> ASSIGNED TASK: Among the entries, find the lines with the string "fails" and report them.

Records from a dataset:
PR #3432, opened 2021-05-09
feat(list): add workspace to list command when setting output to json

### LINKED ISSUE #3418: pnpm list -r will also print the workspace path
feature request: list workspaces paths in the list command

pnpm version:
6.2.3

Expected behavior:
we trying to migrate to pnpm and we have some task that copy files into some of the workspaces folder
it will be very helpful if the `pnpm list -r` or `pnpm list -r --depth -1` command will print the workspace path as well

Additional information:
node -v prints: v16.1.0
Windows, OS X, or Linux?: OS X

amitgilad3:
when running pnpm list  with --json flag for each workspace print the path in the json output

closes #3418

### DIFF
--- a/.changeset/strange-camels-kiss.md
+++ b/.changeset/strange-camels-kiss.md
@@ -1,5 +1,5 @@
 ---
-"@pnpm/list": patch
+"@pnpm/list": minor
 ---
 
 Feat - add path as part of list command json output
--- a/.changeset/strange-camels-kiss.md
+++ b/.changeset/strange-camels-kiss.md
@@ -2,4 +2,4 @@
 "@pnpm/list": patch
 ---
 
-Feat - add workspace as part of list command json output
+Feat - add path as part of list command json output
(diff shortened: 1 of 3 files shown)


packages/list/src/renderJson.ts
```diff
@@ -17,8 +17,8 @@ export default async function (
   const jsonArr = await Promise.all(pkgs.map(async (pkg) => {
     const jsonObj = {
       name: pkg.name,
-
       version: pkg.version,
+      workspace: pkg.path,
```
zkochan: Unlike Yarn, we currently call the monorepo a workspace.

Probably better to name it path, location, or dir.

amitgilad3: okay,  sounds good to me

.changeset/strange-camels-kiss.md
```diff
@@ -0,0 +1,5 @@
+---
+"@pnpm/list": patch
```
zkochan:
```suggestion
"@pnpm/list": minor
```

PR #3458, opened 2021-05-17
feat: scope is optional in filters

zkochan:


packages/pnpm/src/main.ts
```diff
@@ -170,9 +170,11 @@ export default async function run (inputArgv: string[]) {
     config.filter = config.filter ?? []
     config.filterProd = config.filterProd ?? []
 
+    const extendFilterPattern = (filter: string) => (filter.match(/^[a-z]/) != null) ? `@*/${filter}` : filter
```
ibezkrovnyi: just in case:
- `/regexp/.test(filter)` might be [faster](https://stackoverflow.com/a/10940138)
- I checked npm registry - there are a lot of packages with name and/or scope which starts from digit, or from capital letter. Package name examples: `1.1.1`, `@A.a-a/42a`, `@42a/A-a.3`.
`pnpm view <PACKAGE> versions` works with such packages just fine.

javier-garcia-meteologica:
On the one hand, being able to search by package name regardless of scope is more comfortable and I think it's a good default.

On the other hand I wonder, is there a legitimate scenario in which this could be considered a bug?
  - Monorepo with non scoped packages only: nothing changes
  - Monorepo with only scoped packages and mixed scopes: all previous scoped filters still work as expected, this PR would add only new functionality. An example for this sceneario in my case is many `@org-scope/pkg-x` with their respective demos `@demo/pkg-x`.
  - Monorepo with scoped and nonscoped packages: it could introduce bugs. However I've never seen this kind of setup used.

ibezkrovnyi:
> Monorepo with scoped and nonscoped packages: it could introduce bugs. However I've never seen this kind of setup used.

Monorepo with `lodash` & `@types/lodash` or `react` and `@types/react` packages in it ? (I seen such setup where for testing against multiple react versions devs add multiple `react` and `@types/react` packages locally (that internally depend on specific React version each), and then set tsconfig paths / moduleNameMapper in jest to point to each pair of react and @types/react packages in monorepo one after another). I don't think such setup is common anyway.

PR #3461, opened 2021-05-18
feat(publish): --report-summary

zkochan:
`pnpm publish -r --report-summary` will save the summary of published packages to `pnpm-publish-summary.json`. Useful when some other tooling is used to report the list of published packages.


zkochan:
I have published this change as `v6.5.0-0`

PR #3464, opened 2021-05-19
feat(find-workspace-dir): add env var support for setting the workspace dir

D4N14L:
PNPM has support for passing in the lockfile dir override via `NPM_CONFIG_LOCKFILE_DIR`, however the workspace dir is only calculated by traversing up the folder structure from the working dir in search of a `pnpm-workspace.yaml` file. This change lets `NPM_CONFIG_WORKSPACE_DIR` work in a similar manner by overriding (and avoiding the traversal if possible).

### DIFF
--- a/.changeset/six-files-drive.md
+++ b/.changeset/six-files-drive.md
@@ -1,0 +1,5 @@
+---
+"@pnpm/find-workspace-dir": patch
+---
+
+Add support for NPM_CONFIG_WORKSPACE_DIR override environment variable when finding the workspace directory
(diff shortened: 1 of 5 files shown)


D4N14L:
This could also be done in the `config` package (like `NPM_CONFIG_LOCKFILE_DIR`), but this package was consumed in a few places so I wanted to have all bases covered by making the change here.

zkochan:
Please create a changeset.

and also some kind of test would be good as well.

octogonz:
@D4N14L thanks for doing this work! I assume it will finally enable us to solve https://github.com/microsoft/rushstack/issues/2347

zkochan (approved):

PR #3465, opened 2021-05-20
fix: update notifier should fail early

### LINKED ISSUE #3435: All pnpm script commands fail when offline due to update check (v6.0.2)

Change `~/.pnpm-state.json` to be [last checked yesterday](https://github.com/pnpm/pnpm/blob/7030ad8e28570eefb0ac5d303f51f6bd05a646e3/packages/pnpm/src/checkForUpdates.ts#L16).

Run any script with `pnpm` while disconnected from the internet.

image

### Expected behavior:

Silently fails to check updates and script run works as usual.

### Actual behavior:

`pnpm run` fails with network timeout issues.

### Additional information:

 - `node -v` prints: `v14.16.1`

zkochan:
close #3435

### DIFF
--- a/packages/pnpm/src/main.ts
+++ b/packages/pnpm/src/main.ts
@@ -202,6 +202,7 @@ export default async function run (inputArgv: string[]) {
       // Don't check for updates
       //   1. on CI environments
       //   2. when in the middle of an actual update
+      //   3. when the CLI is running in offline mode
       if (!isCI && !selfUpdate && !config.offline && !config.preferOffline) {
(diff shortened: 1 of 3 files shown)


packages/pnpm/src/main.ts
```diff
@@ -202,7 +202,7 @@ export default async function run (inputArgv: string[]) {
       // Don't check for updates
```
nikoladev, line 202: Should this clarifying comment be updated because the if-statement now has more checks?

Issue #3473, opened 2021-05-24
Download Node.js from nodejs.org


zkochan:
[As noted](https://github.com/pnpm/pnpm/discussions/3434#discussioncomment-752975) by @woss, installing Node.js from the npm registry is not the best solution but it is much faster to implement.

In the future we'll use https://nodejs.org/download/release/index.json to resolve the version of Node.js and download Node.js from the nodejs org, not from the npm registry.

_Originally posted by @zkochan in https://github.com/pnpm/pnpm/issues/3459#issuecomment-843631333_

mcmxcdev:
It seems this ticket was resolved in https://github.com/pnpm/pnpm/pull/3475 but never closed.

PR #3475, opened 2021-05-25
fix: download Node.js from nodejs.org

zkochan:
ref #3473

discussion: https://github.com/pnpm/pnpm/discussions/3434


packages/plugin-commands-nvm/src/node.ts
```diff
@@ -62,27 +68,54 @@ export async function getNodeDir (pnpmHomeDir: string, nodeVersion?: string) {
...
+      retries: 1,
+    },
+  })
+  const storeDir = await storePath(process.cwd(), opts.storeDir)
+  const cafsDir = path.join(storeDir, 'files')
+  const cafs = createCafsStore(cafsDir)
+  const { filesIndex } = await fetch.tarball(cafs, resolution, {
+    lockfileDir: process.cwd(),
+  })
+  const filesIndexReady: Record<string, PackageFileInfo> = R.fromPairs(
```
zkochan: this code is also used in tarball-fetcher. Should be probably moved to a separate package.

PR #3490, opened 2021-05-30
feat(publish): support "publishConfig.directory" field

PabloSzx:
Adding support for "publishConfig.directory" field, feature present in changesets https://github.com/atlassian/changesets/pull/428, and lerna: https://github.com/lerna/lerna/tree/main/commands/publish#publishconfigdirectory

### DIFF
--- a/packages/plugin-commands-publishing/src/publish.ts
+++ b/packages/plugin-commands-publishing/src/publish.ts
@@ -188,7 +188,12 @@ Do you want to continue?`,
         }
       }
 
-      const { status } = runNpm(opts.npmPath, ['publish', '--ignore-scripts', ...args])
+      const cwd = manifest.publishConfig?.directory ? path.join(dir, manifest.publishConfig.directory) : undefined
+
+      const { status } = runNpm(opts.npmPath, ['publish', '--ignore-scripts', ...args], {
+        cwd,
+      })
+
       _status = status!
     }
   )
--- a/packages/plugin-commands-publishing/test/publish.ts
+++ b/packages/plugin-commands-publishing/test/publish.ts
@@ -277,6 +277,57 @@ test('publish: package with all possible fields in publishConfig', async () => {
   })
 })
 
+test('publish: package with publishConfig.directory', async () => {
+  const packages = preparePackages([
+    {
+      name: 'test-publish-config-directory',
+      version: '1.0.0',
+
+      publishConfig: {
+        directory: 'dist',
+      },
+    },
+  ])
+
+  const testPublishConfigDirectory = packages['test-publish-config-directory']
+
+  expect(testPublishConfigDirectory).toBeTruthy()
+
+  await fs.mkdir(path.join(testPublishConfigDirectory.dir(), 'dist'))
+
+  await fs.writeFile(
+    path.join(testPublishConfigDirectory.dir(), 'dist/package.json'),
+    `
+    {
+      "name": "publish_config_directory_dist_package",
+      "version": "1.0.0"
+    }
+  `,
+    {
+      encoding: 'utf-8',
+    }
+  )
+
+  process.chdir('test-publish-config-directory')
+
+  await publish.handler(
+    {
+      ...DEFAULT_OPTS,
+      argv: { original: ['publish', ...CREDENTIALS] },
+      dir: process.cwd(),
+    },
+    []
+  )
+
+  crossSpawn.sync(pnpmBin, ['add', 'publish_config_directory_dist_package', '--no-link-workspace-packages', `--registry=http://localhost:${REGISTRY_MOCK_PORT}`])
+
+  expect(JSON.parse(await fs.readFile('node_modules/publish_config_directory_dist_package/package.json', { encoding: 'utf-8' })))
+    .toStrictEqual({
+      name: 'publish_config_directory_dist_package',
+      version: '1.0.0',
+    })
+})
+
 test.skip('publish package that calls executable from the workspace .bin folder in prepublishOnly script', async () => {
   preparePackages([
     {
--- a/packages/run-npm/src/index.ts
+++ b/packages/run-npm/src/index.ts
@@ -3,10 +3,14 @@ import path from 'path'
 import spawn from 'cross-spawn'
 import PATH from 'path-name'
 
-export default function runNpm (npmPath: string | undefined, args: string[]) {
+export interface RunNPMOptions {
+  cwd?: string
+}
+
+export default function runNpm (npmPath: string | undefined, args: string[], options?: RunNPMOptions) {
   const npm = npmPath ?? 'npm'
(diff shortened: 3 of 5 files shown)


packages/run-npm/src/index.ts
```diff
@@ -3,10 +3,10 @@ import path from 'path'
 import spawn from 'cross-spawn'
 import PATH from 'path-name'
 
-export default function runNpm (npmPath: string | undefined, args: string[]) {
+export default function runNpm (npmPath: string | undefined, args: string[], cwd?: string) {
```
zkochan: usually we add `opts` if there are more than 2 arguments in a function

packages/run-npm/src/index.ts
```diff
@@ -3,10 +3,10 @@ import path from 'path'
...
   const npm = npmPath ?? 'npm'
   return runScriptSync(npm, args, {
-    cwd: process.cwd(),
+    cwd: cwd || process.cwd(),
```
zkochan: probably

```suggestion
    cwd: cwd ?? process.cwd(),
```

packages/plugin-commands-publishing/src/publish.ts
```diff
@@ -188,7 +188,11 @@ Do you want to continue?`,
         }
       }
 
-      const { status } = runNpm(opts.npmPath, ['publish', '--ignore-scripts', ...args])
+      const publishProjectDir = manifest.publishConfig?.directory
+      const publishProjectDirectory = typeof publishProjectDir === 'string' ? path.join(dir, publishProjectDir) : undefined
```
zkochan: maybe
```suggestion
      const publishProjectDir = path.join(dir, manifest.publishConfig?.directory ?? '.')
```

zkochan (changes requested):
Please add a test

packages/run-npm/src/index.ts
PabloSzx: I don't think an empty string is ever going to be an ok cwd

packages/plugin-commands-publishing/src/publish.ts
PabloSzx: publishConfig.anything is "unknown", that suggestion is a type error 😢

packages/run-npm/src/index.ts
PabloSzx: I did it this way to minimize the changes of the PR, wouldn't that mean adapt everywhere "runNpm" is used?

packages/run-npm/src/index.ts
PabloSzx: well, but the linter doesn't know that, In the end it shouldn't matter, I will change it to "??"

packages/plugin-commands-publishing/src/publish.ts
zkochan: well, you can add the type for that field. It is probably in `@pnpm/types`

packages/run-npm/src/index.ts
zkochan: opts can be optional too

PabloSzx: oh ok, the third argument as an options object, I thought you meant including "args", I will do it 👍

packages/plugin-commands-publishing/src/publish.ts
PabloSzx: I implemented it like this:

```ts
const cwd = manifest.publishConfig?.directory ? path.join(dir, manifest.publishConfig.directory) : undefined

const { status } = runNpm(opts.npmPath, ['publish', '--ignore-scripts', ...args], {
  cwd,
})
```

Since I think it should be marginally better not needing to call "path.join"

packages/types/src/package.ts
```diff
@@ -46,6 +46,10 @@ export interface PeerDependenciesMeta {
   }
 }
 
+export interface PackagePublishConfig extends Record<string, unknown> {
```
zkochan: I guess PublishConfig should be enough

Also, add a changeset for `@pnpm/types`

PabloSzx:
@zkochan I facing an issue, I was able to test this feature, and it works by looking at the logs (since npm execution stdio is being inherited), but I'm not able to spy that stdout programmatically, I did a search online and I couldn't find anything about inspecting an inherited process

image


image

zkochan:
after publishing the package, install it and check the contents. There are similar tests already in the project.

PabloSzx:
@zkochan I tried following some of the other tests doing the install and I wasn't able to make it work, I give up 😢, the feature is certainly doing it's job, the package in the publishConfig.directory is being published as it can be seen in the logs

packages/plugin-commands-publishing/test/publish.ts
```diff
@@ -86,59 +86,59 @@ test('publish: package with package.json5 running publish from different folder'
...
+        version: '1.0.0',
+      },
+      {
+        name: 'project-200',
+        version: '1.0.0',
+      },
+      {
+        name: 'target',
+        version: '1.0.0',
+      },
```
PabloSzx: locally the commit doesn't have these spacing changes, this is weird

packages/plugin-commands-publishing/test/publish.ts
```diff
@@ -277,6 +277,55 @@ test('publish: package with all possible fields in publishConfig', async () => {
...
+  const packages = preparePackages([
+    {
+      name: 'test-publish-config-directory',
+      version: '1.0.0',
+
+      bin: './bin.js',
+      main: './index.js',
+      module: './index.mjs',
+      types: './types.d.ts',
+      typings: './typings.d.ts',
```
zkochan: I don't think these fields are needed for the test.

packages/plugin-commands-publishing/test/publish.ts
```diff
@@ -277,6 +277,55 @@ test('publish: package with all possible fields in publishConfig', async () => {
...
+
+  await publish.handler(
+    {
+      ...DEFAULT_OPTS,
+      argv: { original: ['publish', ...CREDENTIALS] },
+      dir: process.cwd(),
+    },
+    []
+  )
+})
```
zkochan, line 329: Here is an example how to install the published package to verify it

https://github.com/pnpm/pnpm/blob/f4aac60483ca2616549eadffd7871e36f77b3e0e/packages/plugin-commands-publishing/test/publish.ts#L128-L175

PabloSzx: thank you, simply adding the package worked, previously I was trying with a different new package and calling install, didn't work for some reason 🤷‍♂️

zkochan (approved):

PabloSzx:
While testing this feature in v6.7.0 I realized there is something wrong, the cwd is set correctly, but not the npm publish arg 😢

PR #3492, opened 2021-05-31
feat(exec): no need to use --

zkochan:
- [x] `pnpm -r exec rm -rf dir` should also work
- [x] replace nopt with `@pnpm/nopt` in subdeps


packages/parse-cli-args/package.json
```diff
@@ -35,7 +35,7 @@
     "@pnpm/error": "workspace:2.0.0",
     "@pnpm/find-workspace-dir": "workspace:3.0.1",
     "didyoumean2": "^5.0.0",
-    "nopt": "^5.0.0"
+    "nopt": "npm:@pnpm/nopt@^0.1.0"
```
ExE-Boss: This should probably use:
```suggestion
    "@pnpm/nopt": "^0.1.0"
```

zkochan: if I do so, I don't think the types from `@types/nopt` will work.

> EXERCISE OUTPUT:
Silently fails to check updates and script run works as usual.
`pnpm run` fails with network timeout issues.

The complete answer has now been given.